我转过头,对着海棠露出一个意味深长的笑容。
“花魁的竞选确实应该公平公正,不过这也不是什么不能说的事情,就算半夏知道,她也会赞成的。秋菊嬷嬷为什么不让告诉你呢?”
半夏敛下眉眼,眼底闪过一丝复杂的神色。
我之所以违背母亲的意愿,毅然决然地进入长乐坊竞选花魁,为的就是能够联合母亲的旧部,查明母亲真正的死因。
在坊内隐瞒我的身份,又不让她知道……
海棠!
你是不是一直在利用我对你的信任?
“啊?这、这……”海棠吞吞吐吐了半天,却始终没能说出个所以然来。
“算了!”半夏终于开了口,语气显得有些疏离:“也不是什么要紧的事情。”
我轻轻扯了一下嘴角,心中暗道:不要紧吗?
半夏的心理素质,当真不是一般的过硬。
“半夏,我、我……”海棠还想再解释些什么,却被半夏抬手制止了。
半夏没有再看海棠一眼,而是直接转向我,猛地掀起衣摆,跪倒在地。
“从此刻开始,半夏愿意终身侍奉姑娘,为奴为婢,做牛做马,在所不辞!”
海棠闻言,如同遭受到一道晴天霹雳,瞬间愣在了原地。
我淡淡地看了一眼伊可。
伊可心领神会,立刻跨步上前,毫不客气地勾起半夏的下巴。
“听你这话的意思,是要把自己卖给我家主人吗?”
“是!”半夏毫不犹豫地回答道。
“那你有没有想过,你要卖,我家主人就一定要买吗?”伊可语气戏谑地问道。
半夏被问懵了,觉得伊可说得很有道理,一时之间竟然无言以对。
“那、那姑娘需要什么条件才能收下我?”半夏弱弱地问道,语气中带着一丝恳求。
伊可轻笑一声,说道:“嗯?小脑瓜还挺好使的嘛。”
半夏闻言,心中稍微松了一口气,看来还是有商量的余地。
可是接下来伊可的话却让她瞬间如坠冰窟,心凉透顶。
“你这算盘打得也太精了吧?什么卖身为奴,你这摆明了就是想拉我家主人给你当靠山的啊!”
半夏想要辩解,却发现自己一句话都说不出来。
事实确实如此。
当上花魁的时间并不算长,但她已经清楚地认识到,杀害她母亲的那些人根本就没有把她放在眼里。要不是有那块玉牌护身,她恐怕早就死了无数次了。

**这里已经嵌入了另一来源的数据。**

PR #426, opened 2017-03-20
Update AsyncValidatorBase.cs

rufusraja:


rufusraja:
The first letter of the first word in the identifier is lower case, while the first letter of every subsequent word is uppercase.

Issue #433, opened 2017-03-27
WebApi child object Modelstate not evaluated


danpowell88:
I'm trying to set up FV as metioned [here](https://levelnis.co.uk/blog/fluent-validation-with-autofac-basic-examples)

The validation appears to work ok for the top level objects but everything underneath never appears to be validated.

I know I could specify the SetValidator etc methods and new up the validator within but that seems to be against the whole point of using IOC.

From debugging I can see that WebApi never appears to ask the factory for a validator of the child types so it never botheres to validate them.

I've reproduced it in a project [here](https://github.com/danpowell88/fluentvalidationwebapiproblem)

See the [ValuesController post](https://github.com/danpowell88/fluentvalidationwebapiproblem/blob/master/WebApplication1/Controllers/ValuesController.cs#L30).

Sending 

```json
{
	Test: "a",
	Bar: { Pepsi : "j"}
}
```

Only triggers an error on "Test2" being null when it should also validate the Bar.Pepsi < 3

Any ideas?

JeremySkinner:
I'm pretty sure you'll need to use SetValidator for this (which is the recommended way of doing child-validation with FV)

Issue #365, opened 2016-11-30
Validation hierarchies in webapi


rich-zilla:
I have a hierarchy of models that im trying to validate as part of a web api request. Each model has its own validator. Is it possible to make fluent validation validate models that arent at the top of a hierarchy? 

The `IsValidatingProperty` method in `FluentValidationModelProvider` checks for the presence of a container and property name, meaning the validators for child models are never loaded.

morgen2009:
Is this what you are looking for?

```c#
using FluentValidation;
using FluentValidation.Results;

public class MasterDto {	
	public IList<DetailDto> Items;
}

public class DetailDto {
}

public class MasterDtoValidator : AbstractValidator<MasterDto>
{
	public MasterDtoValidator()
	{
		// write validation rules for master
		RuleFor(x => x.Items).SetCollectionValidator(x => new DetailDtoValidator());
	}
}

public class DetailDtoValidator : AbstractValidator<DetailDto>
{
	public DetailDtoValidator()
	{
		// write validation rules for detail
	}
}
```

PR #437, opened 2017-03-28
Fix child validators not being resolved in webapi

cj1x:
This addresses the issue in #433 and #365 where child validators are not resolved.

It seems that if `ValidatorFactory.GetValidator()` returns a validator, you would never want to short circuit validation for that model.


danpowell88:
I tried this against my issue and it appears to fix it, can we get it merged in?

JeremySkinner:
I don't think I'm going to have much time this week to work on FV, but I'll aim to get it done next week.

zihotki:
Are there any news about when it will be merged?

JeremySkinner:
I've merged it in - aiming to have it part of the 7.0 release.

她想得太天真了,别说是报仇雪恨,恐怕就连想好好地活下去,都十分艰难。
伊可继续说道:“你不会以为送上一块不知道真假的玉牌,我家主人就得拿自己的性命来保护你吧?”
半夏被伊可的话说得有些委屈,抬起头,眼眶微红地看着我,轻声说道:“姑娘,我、我不是……”
“不是什么?”伊可根本不给她诉苦的机会,语气强硬地打断了她的话,
“我家主人也不是不能让你依靠,但是,除了那块玉牌,你再好好想想,你还有什么值得我家主人这么做的?”
半夏咬了咬嘴唇,沉默了半晌,然后从怀里小心翼翼地摸出一张纸贴。
“这是我的黄籍文书,只要姑娘肯收下半夏,半夏以后生是姑娘的人,死了也是姑娘的鬼!”
这才有那么一点卖身为奴的真情实意。
伊可也不客气,直接接过黄籍文书,同时伸手薅了两根半夏的头发。